Over the past year or so, there have been a number of articles discussing the use of one tailed vs two tailed A/B tests. For example, How Optimizely (Almost) Got Me Fired. The use of a one or two tailed test is an important issue. What every analysis I've read fails to understand is that the issue cannot be decided at the level of statistics alone - it needs to be decided from within the context of a decision procedure.
When running an A/B test, the goal almost always to increase conversions rather than simply answer idle curiosity. To decide whether one tailed or two tailed is right for you, you need to understand your entire decision procedure rather than simply the statistics.
What information do one and two tailed tests give you?
The rest of this post will be based on the frequentist paradigm. Most of the questions here vanish in the case of the Bayesian paradigm. Further, most people in the world are doing frequentist tests (e.g., anyone using VWO or Optimizely), so I'm going to stick to that paradigm.

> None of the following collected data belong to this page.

PR #450, opened 2024-10-18
105 may need apply in vela

dbenn:
This is a bit oscure @mpyat2 so let me know if you have questions. It was really just a bug in function application in the presence of HOFs. The Y combinator stress tested it.

### DIFF
--- a/script/VeLa/Y/README.md
+++ b/script/VeLa/Y/README.md
@@ -1,0 +1,3 @@
+Steps on the way to the Y Combinator.
+
+Translated from JavaScript to VeLa.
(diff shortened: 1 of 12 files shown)


mpyat2:
Hmm... This is out of my knowledge, sorry. I completely trust you in all the VeLa things...

dbenn:
Thanks @mpyat2. Perhaps the simplest approach for future VeLa changes/fixes is to at-mention you in a comment so you are aware of a change that's coming, instead of asking you to review a pull request. The exception would be where a change to VeLa is likely to impact some other aspect of VStar functionality. Then I would ask for a review.

Issue #452, opened 2024-10-20
"Magnitude and Time Shifter" plug-in counterintuitive behaviour


mpyat2:
I'm not sure if it is a bug or a feature. 
1) Open observations in several different filters
2) Tools->Magnitude and Time Shifter: you will see the "Select a series" dialog
3) Click the "Deselect All" button. Not only will the checkboxes be cleared, but all the series will become invisible.
4) Click the "Select All" button. The checkboxes will be checked; all series will become visible.

On the other hand, clicking on checkboxes does not change the visibility of the series.

I'm also not sure the "Means" series makes sense here.

dbenn:
Thanks for reporting this @mpyat2. I understand what's causing the problem and will fix ASAP. I had generalised the dialog's components but missed a couple of checks.

It's a good question re: whether Means or other synthetic series, e.g. model and residual datapoints, make sense in the context of `ObservationTransformation` plugins. Initially I did not want to be prescriptive. I'm happy to remove Means, model, residuals, if you agree. Filtered series probably makes sense still since you can create series from such a series. Or perhaps only user-defined series created from a filter series should be included.

Let me know what you think.

mpyat2:
Hi @dbenn 
I agree with your approach. I think the filtered series can be included.

dbenn:
#453 created

PR #454, opened 2024-10-23
#452: added guards in select/deselect all button listener methods to …

dbenn:
…determine whether to modify visibility

Please check select/deselect bug fix @mpyat2


mpyat2:
Hi @dbenn, now the [Select all] [Deselect all] buttons do not affect the series visibility (as expected).

Shouldn't the Analysis group be removed from the dialog?
image

dbenn:
Try that @mpyat2. As per my comment on #452, I was initially thinking of this as a separate issue, but I think removing them as part of this issue is fine.

mpyat2:
Hi @dbenn ! Great! Thank you. It works.

Issue #459, opened 2024-12-14
DCDFT calculates slightly distorted power values.


mpyat2:
TSBase.statcomp() is called several times (at least twice) while calculating DCDFT. Since the 'dvar' variable (magnitude variation) is never initialized explicitly, the 'dvar' value used for the power estimation is slightly distorted (see TSBase.project()).

Since we are interested in relative power values, this error does not affect the end user.

To resolve the issue, it is sufficient to initialize 'dvar' in TSBase.statcomp().

dbenn:
Files to support Max's analysis: [files.zip](https://github.com/user-attachments/files/18138749/files.zip)

Thanks for the pick up and the analysis @mpyat2!

dbenn:
I looked at the original Fortran code and can see that `dvar` is not initialised locally in `statcomp` either:
~~~
c local variables
      integer n,nx
      real*8 dw,dt,dx,dtspan,xx,dts2

      call setlimit

      nbrake=0
      numact=0
      dweight=0.d0
      dave=0.d0
      dtave=0.d0
      dtvar=0.d0
      do n=nlolim,nuplim
       if (wvec(n).gt.0.d0) then
        numact=numact+1
        dw=wvec(n)
        dt=tvec(n)
        dx=xvec(n)
        dweight=dweight+dw
        dave=dave + (dw*dx)
~~~

PR #460, opened 2024-12-15
initialization of dtvar added in TSBase.statcomp()

mpyat2:
See #459


mpyat2:
Hi @dbenn 
I see errors in unit tests, inspecting them (FreqRangeTopHitsDcDftTest.java). Top hits were changed with the fix.

dbenn:
I'd expect some UT failures with this change.

mpyat2:
Failed:
1) CleanestTest
2) DcDftTest
3) FreqRangeTopHitsDcDftTest
4) StdScanTopHitsDcDftTest
I'll work on them.

mpyat2:
I updated the tests. Data for the tests were taken from Peranso output, except for the last two tests in CleanestTest.java:
testRefineOneFreqAndOneVariablePeriod()
and
testRefineOneFreqAndOneLockedPeriod()
For these two tests, I took data from the VStar output with the applied fix. It is not fair, but I could not find the exact analog in Peranso's CLEANest Workbench. I think it is not critical because, in each test, only power values change by a minor factor after the fix; the relative power values for all peaks are preserved.

dbenn:
Thanks @mpyat2 ! Looks good so far. Here's a case that shows that sometimes a small line-of-code count can have changes that impact more test code than product code. ;) Working through it.

dbenn (approved):
Thanks @mpyat2. Appreciate it! This one wins the prize for smallest code change leading to largest UT change. :)

PR #776, opened 2024-05-01
avoid panic: `entry[pos..]` => `entry.get(pos..)`

lengyijun:


gwenn:
I may be wrong but:
We have:
```rust
        if line.is_empty() || pos < line.len() {
            return None;
        }
```
So `pos == line.len() && pos > 0`.
So I guess that the panic can happen only if `history` returns an entry that **doesn't** start with `line`.
Which seems fine to me.

PR #786, opened 2024-07-28
Read cursor position with cluttered input

gwenn:
Try to read cursor position even when stdin contains / receives user input. Currently, we fail so that we don't discard any user input. But we should be able to fill the `BufReader` instead...


gwenn:
Cannot reproduce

In frequentist tests, you have a null hypothesis. The null hypothesis is what you believe to be true absent evidence to the contrary. Now suppose you've run a test and received a p-value. The p-value represents the probability of seeing a result at least that "extreme" in the event the null hypothesis were true. The lower the p-value, the less plausible it is that the null hypothesis is true.
Now suppose you are A/B testing a control and a variation, and you want to measure the difference in conversion rate between both variants.
The two tailed test takes as a a null hypothesis the belief that both variations have equal conversion rates.
The one tailed test takes as a null hypothesis the belief that the variation is not better than the control, but could be worse.
So the two tailed test might give you evidence that the control and variation are different, while the one tailed test gives evidence that the variation is better than the control.
Decision procedures: finding the best out of a set of variations
Suppose we are deploying a brand new site. Two designers have gotten into a fight about which design the homepage should take, and an A/B test is needed to determine the best one. In this situation, there is no "default" choice.
To avoid biasing the decision process toward one variation or the other, a two tailed test should be used. The two tailed test looks for any evidence that one variation differs from the other - positive or negative. If variation 2 is better than variation 1 by a large margin, this information will be reported. If the reverse holds, it will still be reported.
So when your decision procedure has no default winner, a two tailed test is the most appropriate one to use.
Deciding if an incremental improvement works
Consider a different situation. We've got a successful homepage already deployed. We've got a proposed change to the homepage which might help things. Should we deploy it?
In this case, absent strong evidence that the variation is better, we'll probably just stick with the existing page. Why mess with something that works?
For this situation, a one tailed test works just fine. The one tailed test will either give you evidence that the variant is significantly better than the control, or else it will not. In the latter event, you should conclude that the variant is probably not better than the control and might be worse.
Note that in the frequentist paradigm, it doesn't make sense to ask whether you have evidence that the variation is worse. You've already had a 5% chance of false positive in one tail of the test, so running a test on the other tail will increase your chance of false positive. But that's fine - this is information that won't change your decision.
To sum it up
If your decision procedure looks like this:
- Cook up a set of alternatives, all of which are on equal footing.
- Run a test, figure out which is best.
- Deploy the best. If no significant difference, choose one at random or by personal preference.
Then you should use a two tailed test.
If your decision procedure looks like this:
- Choose a control, which is on superior footing to the alternatives.
- Run a test, figure out if any alternative is better.
- Deploy the alternative only if it's significantly better than the control.
Then it's perfectly fine to use a one tailed test. You won't learn if the alternative is worse or merely the same, but either way you'd have done the same thing and not deployed it.
Note that Andrew Gelman also has a useful post on this topic.